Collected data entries
..........
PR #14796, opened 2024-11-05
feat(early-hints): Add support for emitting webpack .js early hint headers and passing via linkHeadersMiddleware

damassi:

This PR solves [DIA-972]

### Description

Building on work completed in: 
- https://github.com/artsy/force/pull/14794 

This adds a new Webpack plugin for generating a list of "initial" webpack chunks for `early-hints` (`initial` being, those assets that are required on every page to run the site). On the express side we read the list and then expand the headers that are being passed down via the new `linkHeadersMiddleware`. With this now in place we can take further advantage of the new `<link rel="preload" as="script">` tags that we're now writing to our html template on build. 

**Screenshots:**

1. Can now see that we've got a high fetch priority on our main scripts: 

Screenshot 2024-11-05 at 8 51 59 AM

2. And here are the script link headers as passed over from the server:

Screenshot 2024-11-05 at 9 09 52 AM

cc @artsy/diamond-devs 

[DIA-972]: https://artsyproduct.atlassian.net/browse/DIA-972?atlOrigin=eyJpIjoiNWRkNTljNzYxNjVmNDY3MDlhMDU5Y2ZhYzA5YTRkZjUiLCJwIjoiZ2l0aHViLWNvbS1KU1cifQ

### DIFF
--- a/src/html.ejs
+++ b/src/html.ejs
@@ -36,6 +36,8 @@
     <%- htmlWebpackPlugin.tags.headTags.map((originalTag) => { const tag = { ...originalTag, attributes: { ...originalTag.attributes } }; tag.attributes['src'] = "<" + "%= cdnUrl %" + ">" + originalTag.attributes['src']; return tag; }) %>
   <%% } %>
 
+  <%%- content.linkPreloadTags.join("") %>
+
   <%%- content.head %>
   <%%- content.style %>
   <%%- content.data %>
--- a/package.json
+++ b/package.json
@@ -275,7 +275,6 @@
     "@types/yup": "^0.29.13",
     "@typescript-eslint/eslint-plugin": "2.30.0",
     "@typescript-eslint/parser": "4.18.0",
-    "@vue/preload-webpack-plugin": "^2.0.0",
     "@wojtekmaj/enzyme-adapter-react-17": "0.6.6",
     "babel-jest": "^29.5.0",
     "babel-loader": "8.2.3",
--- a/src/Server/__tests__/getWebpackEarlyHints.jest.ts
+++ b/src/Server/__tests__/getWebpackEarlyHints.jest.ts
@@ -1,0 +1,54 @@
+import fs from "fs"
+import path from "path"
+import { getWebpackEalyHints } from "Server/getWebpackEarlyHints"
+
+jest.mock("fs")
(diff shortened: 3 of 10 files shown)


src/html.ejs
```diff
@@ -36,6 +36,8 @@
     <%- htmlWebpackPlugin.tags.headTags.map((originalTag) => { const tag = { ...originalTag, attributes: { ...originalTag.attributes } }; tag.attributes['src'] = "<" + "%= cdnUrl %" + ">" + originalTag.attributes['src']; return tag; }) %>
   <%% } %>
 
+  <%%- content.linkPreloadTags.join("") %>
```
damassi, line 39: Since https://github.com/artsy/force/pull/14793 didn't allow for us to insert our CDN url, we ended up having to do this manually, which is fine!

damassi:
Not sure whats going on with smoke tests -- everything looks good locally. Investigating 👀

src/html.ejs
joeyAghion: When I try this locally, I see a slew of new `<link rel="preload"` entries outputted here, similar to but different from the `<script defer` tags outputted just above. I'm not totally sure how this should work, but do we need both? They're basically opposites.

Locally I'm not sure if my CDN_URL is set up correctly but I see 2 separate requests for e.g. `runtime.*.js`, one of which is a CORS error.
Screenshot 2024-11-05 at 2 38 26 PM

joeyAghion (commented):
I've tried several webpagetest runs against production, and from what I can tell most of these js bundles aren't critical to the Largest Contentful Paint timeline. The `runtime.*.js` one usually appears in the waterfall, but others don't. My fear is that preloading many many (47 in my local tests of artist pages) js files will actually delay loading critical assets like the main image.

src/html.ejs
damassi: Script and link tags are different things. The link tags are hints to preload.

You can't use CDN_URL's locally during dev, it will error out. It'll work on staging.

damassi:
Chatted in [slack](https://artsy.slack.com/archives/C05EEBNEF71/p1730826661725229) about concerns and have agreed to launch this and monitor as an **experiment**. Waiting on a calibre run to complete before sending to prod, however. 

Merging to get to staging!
..........
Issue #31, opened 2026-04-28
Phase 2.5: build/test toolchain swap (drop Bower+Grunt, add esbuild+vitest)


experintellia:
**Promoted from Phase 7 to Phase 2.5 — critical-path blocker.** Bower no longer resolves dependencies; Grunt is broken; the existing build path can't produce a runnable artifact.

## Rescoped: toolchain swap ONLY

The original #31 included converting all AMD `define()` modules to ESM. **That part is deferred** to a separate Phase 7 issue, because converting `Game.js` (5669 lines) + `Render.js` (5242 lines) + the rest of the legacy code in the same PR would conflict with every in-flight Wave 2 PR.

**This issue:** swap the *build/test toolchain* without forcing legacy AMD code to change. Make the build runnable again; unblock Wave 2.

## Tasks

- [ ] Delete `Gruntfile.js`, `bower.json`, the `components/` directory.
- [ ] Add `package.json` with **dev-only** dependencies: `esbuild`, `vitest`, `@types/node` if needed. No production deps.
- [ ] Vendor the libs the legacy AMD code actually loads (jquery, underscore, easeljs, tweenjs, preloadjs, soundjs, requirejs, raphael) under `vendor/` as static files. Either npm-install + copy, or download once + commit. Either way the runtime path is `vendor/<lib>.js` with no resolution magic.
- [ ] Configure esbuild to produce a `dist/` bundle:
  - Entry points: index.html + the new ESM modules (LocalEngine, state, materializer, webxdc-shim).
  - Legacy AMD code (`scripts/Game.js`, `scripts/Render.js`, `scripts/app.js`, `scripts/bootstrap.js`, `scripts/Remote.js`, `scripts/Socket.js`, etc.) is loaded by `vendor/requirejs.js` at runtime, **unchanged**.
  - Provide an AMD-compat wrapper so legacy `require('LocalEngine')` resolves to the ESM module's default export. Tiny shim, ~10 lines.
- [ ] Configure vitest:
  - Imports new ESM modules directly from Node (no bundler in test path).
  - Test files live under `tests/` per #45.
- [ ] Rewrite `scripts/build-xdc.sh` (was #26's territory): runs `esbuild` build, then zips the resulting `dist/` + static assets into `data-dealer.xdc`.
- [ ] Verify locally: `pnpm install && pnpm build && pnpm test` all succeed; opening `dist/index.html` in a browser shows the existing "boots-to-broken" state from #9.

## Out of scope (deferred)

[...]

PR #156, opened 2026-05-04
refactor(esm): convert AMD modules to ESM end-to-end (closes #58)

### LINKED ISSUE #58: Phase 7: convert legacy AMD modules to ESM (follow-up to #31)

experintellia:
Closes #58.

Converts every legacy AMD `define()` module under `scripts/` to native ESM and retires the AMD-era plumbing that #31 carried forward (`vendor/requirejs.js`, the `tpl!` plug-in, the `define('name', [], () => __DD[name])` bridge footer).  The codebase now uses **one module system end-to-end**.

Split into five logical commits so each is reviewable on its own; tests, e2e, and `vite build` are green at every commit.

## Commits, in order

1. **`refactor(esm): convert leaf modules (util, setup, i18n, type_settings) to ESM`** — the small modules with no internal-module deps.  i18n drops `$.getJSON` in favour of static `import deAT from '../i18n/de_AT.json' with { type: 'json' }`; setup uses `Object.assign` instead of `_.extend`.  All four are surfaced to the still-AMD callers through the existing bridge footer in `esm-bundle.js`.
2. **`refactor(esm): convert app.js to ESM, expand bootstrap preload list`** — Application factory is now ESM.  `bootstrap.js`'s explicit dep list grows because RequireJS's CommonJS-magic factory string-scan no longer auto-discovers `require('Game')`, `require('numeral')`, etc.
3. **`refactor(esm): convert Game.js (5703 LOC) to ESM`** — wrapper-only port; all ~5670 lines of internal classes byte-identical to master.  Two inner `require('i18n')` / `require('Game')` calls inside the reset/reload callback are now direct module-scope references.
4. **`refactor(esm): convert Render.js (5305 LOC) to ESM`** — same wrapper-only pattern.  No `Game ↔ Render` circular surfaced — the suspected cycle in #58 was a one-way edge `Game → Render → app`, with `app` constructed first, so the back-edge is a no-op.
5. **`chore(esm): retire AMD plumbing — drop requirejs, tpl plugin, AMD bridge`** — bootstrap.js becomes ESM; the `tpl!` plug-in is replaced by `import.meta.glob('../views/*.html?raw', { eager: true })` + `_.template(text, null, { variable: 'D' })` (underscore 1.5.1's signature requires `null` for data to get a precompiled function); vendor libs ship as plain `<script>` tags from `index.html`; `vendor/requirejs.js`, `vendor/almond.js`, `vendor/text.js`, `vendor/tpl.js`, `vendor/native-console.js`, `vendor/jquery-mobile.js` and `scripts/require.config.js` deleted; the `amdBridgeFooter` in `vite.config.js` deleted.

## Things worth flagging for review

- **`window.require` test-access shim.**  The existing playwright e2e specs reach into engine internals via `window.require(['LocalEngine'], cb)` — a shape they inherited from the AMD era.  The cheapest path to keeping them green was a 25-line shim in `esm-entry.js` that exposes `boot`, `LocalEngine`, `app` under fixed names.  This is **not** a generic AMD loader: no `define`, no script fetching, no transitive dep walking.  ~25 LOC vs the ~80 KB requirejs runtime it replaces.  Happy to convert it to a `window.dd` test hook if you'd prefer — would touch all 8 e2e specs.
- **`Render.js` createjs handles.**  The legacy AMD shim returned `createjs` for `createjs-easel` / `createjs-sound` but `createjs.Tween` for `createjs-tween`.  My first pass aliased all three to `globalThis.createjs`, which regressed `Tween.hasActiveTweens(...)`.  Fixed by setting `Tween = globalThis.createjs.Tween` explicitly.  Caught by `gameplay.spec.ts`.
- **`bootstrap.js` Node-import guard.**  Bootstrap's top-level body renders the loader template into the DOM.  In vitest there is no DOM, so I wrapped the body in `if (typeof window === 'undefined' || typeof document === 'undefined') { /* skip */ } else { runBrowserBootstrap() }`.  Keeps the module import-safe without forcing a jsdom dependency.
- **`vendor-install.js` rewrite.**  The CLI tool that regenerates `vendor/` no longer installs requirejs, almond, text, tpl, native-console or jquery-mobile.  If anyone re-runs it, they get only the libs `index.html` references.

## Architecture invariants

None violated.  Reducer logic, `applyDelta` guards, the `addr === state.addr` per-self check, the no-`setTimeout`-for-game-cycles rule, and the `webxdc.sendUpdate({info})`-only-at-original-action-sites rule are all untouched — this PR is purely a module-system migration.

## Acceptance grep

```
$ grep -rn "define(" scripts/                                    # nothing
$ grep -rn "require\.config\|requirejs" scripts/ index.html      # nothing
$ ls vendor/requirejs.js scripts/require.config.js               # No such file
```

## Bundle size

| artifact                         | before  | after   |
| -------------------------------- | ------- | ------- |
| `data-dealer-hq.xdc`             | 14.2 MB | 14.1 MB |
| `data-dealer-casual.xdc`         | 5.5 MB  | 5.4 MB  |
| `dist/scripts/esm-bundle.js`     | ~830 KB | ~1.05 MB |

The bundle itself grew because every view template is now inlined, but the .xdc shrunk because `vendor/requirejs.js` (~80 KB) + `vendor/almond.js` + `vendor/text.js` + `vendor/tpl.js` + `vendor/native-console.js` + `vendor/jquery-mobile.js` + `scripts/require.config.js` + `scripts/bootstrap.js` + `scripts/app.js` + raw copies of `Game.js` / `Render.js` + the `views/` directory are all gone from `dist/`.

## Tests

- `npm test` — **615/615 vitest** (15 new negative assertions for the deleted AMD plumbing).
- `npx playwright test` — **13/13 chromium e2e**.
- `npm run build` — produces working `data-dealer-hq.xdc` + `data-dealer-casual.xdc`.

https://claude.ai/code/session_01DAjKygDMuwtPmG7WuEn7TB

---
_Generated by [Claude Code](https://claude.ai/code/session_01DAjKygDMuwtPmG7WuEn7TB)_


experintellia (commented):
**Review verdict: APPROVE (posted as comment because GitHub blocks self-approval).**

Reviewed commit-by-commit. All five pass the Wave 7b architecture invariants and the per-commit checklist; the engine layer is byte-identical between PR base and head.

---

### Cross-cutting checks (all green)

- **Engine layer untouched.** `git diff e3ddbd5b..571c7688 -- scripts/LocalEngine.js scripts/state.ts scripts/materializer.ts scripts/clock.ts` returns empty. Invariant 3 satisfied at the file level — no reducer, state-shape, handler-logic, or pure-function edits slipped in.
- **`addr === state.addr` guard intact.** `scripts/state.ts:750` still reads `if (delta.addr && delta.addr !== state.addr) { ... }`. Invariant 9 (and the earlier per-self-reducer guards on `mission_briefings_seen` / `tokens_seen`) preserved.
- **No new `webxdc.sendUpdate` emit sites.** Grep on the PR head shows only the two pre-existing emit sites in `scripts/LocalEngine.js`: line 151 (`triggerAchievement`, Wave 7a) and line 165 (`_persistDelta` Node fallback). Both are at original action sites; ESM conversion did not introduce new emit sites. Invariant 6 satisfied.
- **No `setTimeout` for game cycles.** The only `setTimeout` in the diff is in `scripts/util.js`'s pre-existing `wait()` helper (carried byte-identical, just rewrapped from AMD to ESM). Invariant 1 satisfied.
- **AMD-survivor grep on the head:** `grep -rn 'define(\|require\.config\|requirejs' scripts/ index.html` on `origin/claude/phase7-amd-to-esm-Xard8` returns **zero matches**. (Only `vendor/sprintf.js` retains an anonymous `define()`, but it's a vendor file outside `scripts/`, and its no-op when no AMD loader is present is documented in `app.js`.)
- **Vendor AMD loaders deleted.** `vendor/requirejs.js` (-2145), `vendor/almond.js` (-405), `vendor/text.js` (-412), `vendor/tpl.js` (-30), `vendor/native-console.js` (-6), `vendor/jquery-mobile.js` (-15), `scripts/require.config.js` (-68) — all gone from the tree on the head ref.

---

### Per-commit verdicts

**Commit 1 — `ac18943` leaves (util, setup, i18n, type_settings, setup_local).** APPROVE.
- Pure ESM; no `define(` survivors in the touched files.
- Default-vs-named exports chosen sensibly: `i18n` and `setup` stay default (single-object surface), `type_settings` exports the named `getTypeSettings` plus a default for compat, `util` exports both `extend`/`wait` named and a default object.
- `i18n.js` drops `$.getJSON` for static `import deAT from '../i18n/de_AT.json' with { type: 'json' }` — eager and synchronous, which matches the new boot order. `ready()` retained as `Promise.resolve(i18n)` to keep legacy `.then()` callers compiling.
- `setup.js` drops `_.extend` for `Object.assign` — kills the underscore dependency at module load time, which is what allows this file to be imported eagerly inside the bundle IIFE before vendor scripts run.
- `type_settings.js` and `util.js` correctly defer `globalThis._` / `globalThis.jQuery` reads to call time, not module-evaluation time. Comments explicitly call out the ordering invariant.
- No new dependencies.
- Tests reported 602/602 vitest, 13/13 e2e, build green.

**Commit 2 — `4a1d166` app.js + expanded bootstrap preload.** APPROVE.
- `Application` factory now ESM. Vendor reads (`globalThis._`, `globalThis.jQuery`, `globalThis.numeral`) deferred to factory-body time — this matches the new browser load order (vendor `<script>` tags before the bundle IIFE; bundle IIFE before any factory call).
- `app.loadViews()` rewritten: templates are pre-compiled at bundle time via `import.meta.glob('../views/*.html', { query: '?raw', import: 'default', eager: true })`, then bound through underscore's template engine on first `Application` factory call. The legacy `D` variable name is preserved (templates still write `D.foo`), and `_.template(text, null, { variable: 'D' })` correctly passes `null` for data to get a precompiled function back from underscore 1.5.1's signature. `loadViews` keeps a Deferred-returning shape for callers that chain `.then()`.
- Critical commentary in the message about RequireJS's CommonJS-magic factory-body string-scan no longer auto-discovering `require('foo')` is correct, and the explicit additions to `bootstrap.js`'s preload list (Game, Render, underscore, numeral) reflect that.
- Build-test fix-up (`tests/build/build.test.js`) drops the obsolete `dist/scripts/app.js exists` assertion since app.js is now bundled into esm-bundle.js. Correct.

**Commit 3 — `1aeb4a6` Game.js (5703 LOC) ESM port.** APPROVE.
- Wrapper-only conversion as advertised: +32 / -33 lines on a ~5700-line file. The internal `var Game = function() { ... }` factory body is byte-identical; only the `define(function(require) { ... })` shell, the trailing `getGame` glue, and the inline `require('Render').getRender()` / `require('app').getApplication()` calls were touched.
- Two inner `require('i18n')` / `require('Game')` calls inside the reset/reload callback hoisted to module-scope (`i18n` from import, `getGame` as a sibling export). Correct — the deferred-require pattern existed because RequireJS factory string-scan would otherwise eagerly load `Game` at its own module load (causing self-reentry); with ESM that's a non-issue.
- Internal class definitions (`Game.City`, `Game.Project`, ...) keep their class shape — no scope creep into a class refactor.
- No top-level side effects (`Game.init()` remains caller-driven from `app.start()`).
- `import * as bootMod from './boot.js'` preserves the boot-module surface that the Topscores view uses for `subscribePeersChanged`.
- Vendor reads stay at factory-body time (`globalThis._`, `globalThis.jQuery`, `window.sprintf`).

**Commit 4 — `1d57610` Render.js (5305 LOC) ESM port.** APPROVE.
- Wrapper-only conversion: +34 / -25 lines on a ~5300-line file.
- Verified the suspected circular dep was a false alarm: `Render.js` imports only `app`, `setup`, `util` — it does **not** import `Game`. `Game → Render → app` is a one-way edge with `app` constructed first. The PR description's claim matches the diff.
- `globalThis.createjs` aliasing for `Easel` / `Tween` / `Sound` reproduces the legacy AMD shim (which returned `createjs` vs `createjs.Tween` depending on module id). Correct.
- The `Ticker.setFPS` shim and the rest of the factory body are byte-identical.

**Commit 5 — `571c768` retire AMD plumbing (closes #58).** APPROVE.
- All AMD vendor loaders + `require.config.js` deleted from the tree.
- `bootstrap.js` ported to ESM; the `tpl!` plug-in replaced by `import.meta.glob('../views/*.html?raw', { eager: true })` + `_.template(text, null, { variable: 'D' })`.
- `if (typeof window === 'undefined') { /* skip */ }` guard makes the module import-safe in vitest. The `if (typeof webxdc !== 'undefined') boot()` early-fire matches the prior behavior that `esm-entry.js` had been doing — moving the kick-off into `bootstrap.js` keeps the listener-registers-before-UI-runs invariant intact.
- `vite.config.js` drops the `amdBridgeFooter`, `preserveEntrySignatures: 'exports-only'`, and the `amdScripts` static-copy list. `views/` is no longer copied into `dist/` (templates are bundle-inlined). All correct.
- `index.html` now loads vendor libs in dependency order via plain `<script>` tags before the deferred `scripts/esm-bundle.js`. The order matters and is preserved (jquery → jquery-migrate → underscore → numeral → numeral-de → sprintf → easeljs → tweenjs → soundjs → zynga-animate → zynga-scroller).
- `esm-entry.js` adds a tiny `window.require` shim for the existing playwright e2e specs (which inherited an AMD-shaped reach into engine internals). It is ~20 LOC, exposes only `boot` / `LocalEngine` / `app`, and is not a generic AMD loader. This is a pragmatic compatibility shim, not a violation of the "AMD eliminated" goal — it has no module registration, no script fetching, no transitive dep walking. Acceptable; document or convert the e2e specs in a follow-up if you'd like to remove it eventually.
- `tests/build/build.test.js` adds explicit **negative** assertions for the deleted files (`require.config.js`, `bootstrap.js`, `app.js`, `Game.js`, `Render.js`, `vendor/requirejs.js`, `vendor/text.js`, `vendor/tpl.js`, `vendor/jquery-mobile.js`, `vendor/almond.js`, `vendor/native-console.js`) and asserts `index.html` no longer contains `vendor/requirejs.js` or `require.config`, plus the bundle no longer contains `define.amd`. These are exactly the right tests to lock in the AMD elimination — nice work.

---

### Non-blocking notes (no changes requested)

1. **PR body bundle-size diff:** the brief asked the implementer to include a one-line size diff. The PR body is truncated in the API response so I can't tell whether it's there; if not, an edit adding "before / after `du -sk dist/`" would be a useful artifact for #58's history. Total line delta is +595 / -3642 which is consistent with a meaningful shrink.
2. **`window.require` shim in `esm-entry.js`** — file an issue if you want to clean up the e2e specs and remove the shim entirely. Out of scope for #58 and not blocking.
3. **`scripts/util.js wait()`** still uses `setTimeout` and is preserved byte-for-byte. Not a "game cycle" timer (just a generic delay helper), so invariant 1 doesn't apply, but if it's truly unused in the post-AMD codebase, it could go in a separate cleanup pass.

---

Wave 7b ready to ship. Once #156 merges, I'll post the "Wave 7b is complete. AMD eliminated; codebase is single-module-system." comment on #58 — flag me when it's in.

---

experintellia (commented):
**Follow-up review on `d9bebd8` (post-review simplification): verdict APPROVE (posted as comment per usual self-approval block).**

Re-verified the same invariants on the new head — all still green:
..........
EXERCISE AIM >>
The lines above from the one with "PR #14796, opened 2024-11-05" through the one with "- https://github.com/artsy/force/pull/14794" are to be duplicated exactly, ends included, with nothing added.

RESPONSE BELOW >>
PR #14796, opened 2024-11-05
feat(early-hints): Add support for emitting webpack .js early hint headers and passing via linkHeadersMiddleware

damassi:

This PR solves [DIA-972]

### Description

Building on work completed in: 
- https://github.com/artsy/force/pull/14794 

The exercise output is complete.